Co tu taka cisza!?
Uruchomiłem i ja swojego klona. Na szczęście obeszło się bez smrodu, a było blisko

Ustawiłem bias 6mV na żarówkach (błąd) na podłączonym niższym napięciu, odpiąłem żarówki i uruchomiłem z wyższym napięciem,
dobrze, że miałem miernik wpięty to od razu widziałem, że podskoczyło do 90mV, wyłączyłem. I sobie myślę kór... przecież
dzwidziu pisał by nie ustawiać biasu z żarówkami!

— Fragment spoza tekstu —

PR #2557, opened 2026-05-28
Round-trip MTL Ni/d/Tf/illum through SimpleMaterial (fixes #2349)

### LINKED ISSUE #2349: Incomplete material property export for wavefront (.obj) files
When loading wavefront (`.obj`) files with associated `.mtl` materials using `group_material = False` and `skip_materials = False` and exporting it afterwards, not all material properties from the `.mtl` file are exported.

Currently, only ambient (`Ka`), diffuse (`Kd`), specular (`Ks`), and glossiness (`Ns`) properties are supported and exported by `SimpleMaterial`. Other properties, such as the index of refraction (`Ni`), are parsed and stored in [`SimpleMaterial.kwargs`](https://github.com/mikedh/trimesh/blob/4.6.0/trimesh/visual/material.py#L87) but not exported by `SimpleMaterial.to_obj()`. Furthermore, the hash generation for unique material names only considers the exported properties, potentially leading to naming conflicts for materials differing by unexported properties.

The index of refraction is officially supported and even used in some of the models [/models/box.mtl](/mikedh/trimesh/blob/4.6.0/models/box.mtl). Loading the corresponding `.obj` file and exporting it would result in lost information.

### Proposed Solutions:

1. **Enhanced material support:** Add support for the (optional) index of refraction (`Ni`) to SimpleMaterial similar to the optional `SimpleMaterial.image`.
2. **Flexible export option:** Introduce a flag `export_all: bool = False` to `SimpleMaterial.to_obj()`, allowing for the export of all parsed material properties from kwargs. Note: This requires careful handling of hash generation to accommodate non-hashable types.

### Setting the material names during import
I was also wondering why the material names are parsed but not used in the [generation of the `SimpleMaterial` instances]((https://github.com/mikedh/trimesh/blob/4.6.0/trimesh/exchange/obj.py#L86))? All materials are called `material_0`. Extending it as follows would make the names available before export.

This would store the original material names (instead of `material_0`) in the `.obj` file and allow re-using the original `.mtl` file.
```python
materials = {k: SimpleMaterial(**v) for k, v in material_kwargs.items()}
for k, v in materials.items():
    materials[k].name = k
```

- Python version: 3.11.9
- trimesh version: 4.6.0

binggao1230:
Fixes #2349.

When loading a Wavefront `.obj` with an associated `.mtl`, the optional
MTL keys `Ni` (index of refraction), `d` (dissolve), `Tf` (transmission
filter) and `illum` (illumination model) were parsed by `parse_mtl` but
only landed in `SimpleMaterial.kwargs` as raw lowercase string tokens.
They were never written back by `SimpleMaterial.to_obj`, and the
material hash didn't consider them, so two materials that differ ONLY
in (e.g.) `Ni` collided and the OBJ exporter folded them into a single
output material.

Even the trimesh-bundled `models/box.mtl` defines `Ni`, so any
round-trip through `load(box.obj).export(...)` silently dropped data.

## Reproducer

```python
import trimesh

# MTL with all optional fields
mtl = (
  "newmtl m\nKa 0.2 0.3 0.4\nKd 0.5 0.6 0.7\nKs 0.1 0.1 0.1\n"
  "Ns 250.0\nNi 1.50\nd 0.85\nTf 1.0 0.9 0.8\nillum 2\n"
)
obj = "mtllib m.mtl\nusemtl m\nv 0 0 0\nv 1 0 0\nv 0 1 0\nf 1 2 3\n"

# load, export, inspect MTL
import io
r = trimesh.resolvers.ZipResolver()
r["m.mtl"] = mtl.encode()
mesh = trimesh.load(io.StringIO(obj), file_type="obj", resolver=r)
out = trimesh.resolvers.ZipResolver()
out["m.obj"] = mesh.export(file_type="obj", mtl_name="m.mtl", resolver=out)
print(out["m.mtl"].decode())
```

| | trimesh main | this PR |
|---|---|---|
| `Ni 1.50` round-trip | ❌ dropped | ✅ |
| `d 0.85` round-trip  | ❌ dropped | ✅ |
| `Tf 1.0 0.9 0.8` round-trip | ❌ dropped | ✅ |
| `illum 2` round-trip | ❌ dropped | ✅ |
| `hash(mat_with_Ni_1.5) != hash(mat_with_Ni_2.0)` | ❌ collide | ✅ distinct |

## Fix

- Add typed constructor arguments to `SimpleMaterial`:
  `index_of_refraction` (float), `dissolve` (float),
  `transmission_filter` (length-3 float tuple) and
  `illumination_model` (int).  They default to `None` so existing
  callers that don't pass them are unaffected, and unknown extension
  keys still land in `self.kwargs`.
- Extend `SimpleMaterial.to_obj` to emit a corresponding MTL line only
  when the field is set, so we don't tag every exported material with
  bogus `Ni 1.0` / `d 1.0` defaults.
- Extend `SimpleMaterial.__hash__` to mix the four new fields in, so
  materials that differ only in these properties don't collide during
  deduplication in `export_obj`.
- Extend `parse_mtl`'s key-to-kwarg map so the loader actually populates
  the new typed fields, and add a small `Tr` handler that converts
  `Tr <transparency>` into `dissolve = 1 - Tr` (`d` wins if both are
  present, via `setdefault`).

## Tests

Three new tests in `tests/test_obj.py` (all pass, all fail on main):

- `test_mtl_optional_properties_roundtrip` — writes an MTL with every
  optional field, loads it through the resolver flow, asserts the typed
  fields populate, exports back out, asserts the written MTL contains
  the expected `Ni`/`d`/`Tf`/`illum` lines, and re-loads to confirm a
  clean roundtrip.
- `test_mtl_Tr_maps_to_dissolve` — covers the `Tr` -> `dissolve`
  inversion.
- `test_mtl_optional_properties_distinct_hash` — builds six
  SimpleMaterials sharing identical color/glossiness but differing only
  in optional fields and asserts all six hash distinctly while two
  materials with identical args still hash equal.

Local `pytest tests/test_obj.py tests/test_texture.py tests/test_visual.py
tests/test_gltf.py`: 105 pass, 1 unrelated fail (pycollada missing).
Ruff clean.

### DIFF
--- a/tests/test_obj.py
+++ b/tests/test_obj.py
@@ -392,6 +392,124 @@ def test_mtl_color_roundtrip():
     assert g.np.isclose(m.visual.material.glossiness, r.visual.material.glossiness)
 
 
+def test_mtl_optional_properties_roundtrip():
+    # regression for issue #2349: SimpleMaterial used to silently
+    # drop `Ni`, `d`, `Tf` and `illum` on export because they were
+    # parsed only into `SimpleMaterial.kwargs` and never written
+    # back out by `to_obj`.  exercise the full
+    # parse_mtl -> SimpleMaterial -> to_obj roundtrip through the
+    # OBJ loader/exporter.
+    mtl_text = "\n".join([
+        "newmtl PropTest",
+        "Ka 0.20 0.30 0.40",
+        "Kd 0.50 0.60 0.70",
+        "Ks 0.10 0.10 0.10",
+        "Ns 250.0",
+        "Ni 1.50",
+        "d 0.85",
+        "Tf 1.0 0.9 0.8",
+        "illum 2",
+        "",
+    ])
+    obj_text = "\n".join([
+        "mtllib mat.mtl",
+        "usemtl PropTest",
+        "v 0 0 0",
+        "v 1 0 0",
+        "v 0 1 0",
+        "vt 0 0",
+        "vt 1 0",
+        "vt 0 1",
+        "f 1/1 2/2 3/3",
+        "",
+    ])
+
+    r = g.trimesh.resolvers.ZipResolver()
+    r["mat.mtl"] = mtl_text.encode("utf-8")
+    mesh = g.trimesh.load(
+        g.io.StringIO(obj_text), file_type="obj", resolver=r
+    )
+
+    mat = mesh.visual.material
+    assert g.np.isclose(mat.index_of_refraction, 1.50)
+    assert g.np.isclose(mat.dissolve, 0.85)
+    assert g.np.allclose(mat.transmission_filter, (1.0, 0.9, 0.8))
+    assert mat.illumination_model == 2
+
+    # round-trip through OBJ export
+    out = g.trimesh.resolvers.ZipResolver()
+    out["m.obj"] = mesh.export(file_type="obj", mtl_name="mat.mtl", resolver=out)
+    mtl_out = out["mat.mtl"].decode("utf-8")
+    assert "Ni 1.50000000" in mtl_out
+    assert "d 0.85000000" in mtl_out
+    assert "Tf 1.00000000 0.90000000 0.80000000" in mtl_out
+    assert "illum 2" in mtl_out
+
+    # parse the exported MTL back and confirm values survived
+    obj_bytes = out["m.obj"]
+    if isinstance(obj_bytes, str):
+        obj_bytes = obj_bytes.encode("utf-8")
+    re_loaded = g.trimesh.load(
+        g.io.BytesIO(obj_bytes), file_type="obj", resolver=out
+    )
+    rmat = re_loaded.visual.material
+    assert g.np.isclose(rmat.index_of_refraction, 1.50)
+    assert g.np.isclose(rmat.dissolve, 0.85)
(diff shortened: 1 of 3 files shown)


binggao1230:
Follow-up pushed in `db265e085080b5d78a386da891ef8b0ded3ac9d4`.

What changed:
- The round-trip test now encodes the exported OBJ string before storing it in `ZipResolver`, so the test data matches `ZipResolver.get()`'s existing bytes return contract under `pytest-beartype`.

Local verification:
- `uv run --with pytest-beartype pytest --beartype-packages=trimesh tests/test_obj.py::test_mtl_optional_properties_roundtrip -q`
- `python -m pytest tests/test_obj.py::test_mtl_optional_properties_roundtrip tests/test_obj.py::test_mtl_Tr_maps_to_dissolve tests/test_obj.py::test_mtl_optional_properties_distinct_hash -q`
- `uv run --with pytest-beartype --with pillow --with scipy --with networkx --with pycollada --with shapely --with lxml pytest --beartype-packages=trimesh tests/test_obj.py -q`
- `python -m ruff check tests/test_obj.py && git diff --check`

Remote status: all GitHub checks are passing now, including `Run Tests In Docker`; merge state is `CLEAN`.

Odpiąłem, potek na max oporność, jeszcze raz niższe napięcie przez żarówki jest ok, to żarówki aut bias na 6mV, podłączyłem wyższe napięcie i bias na 8.5mV i wsio OK.
Z jedną końcówką mam problem (druga jest ok), nie gra, po podaniu sygnału jest cisza w głośniku.
Obie są identyczne także nie ma pomyłki w montażu, i nie jest to związane z babolem przy uruchamianiu.
Jeszcze przed uruchomieniem sprawdzałem miernikiem to i owo i wpiąłem się w wejście sygnału czyli pod + i GDN.
Na sprawnej płytce nic nie wskazuje na drugiej 470 Ohm tyle co wynosi R1. Jakieś pomysły? Gdzie może być błąd.
I jeszcze jedno u mnie trafo też delikatnie brumi (odkupiłem ze zbiorowego zam) ale mi to nie przeszkadza. Może to być spowodowane instalacją 2 przewodową w domu?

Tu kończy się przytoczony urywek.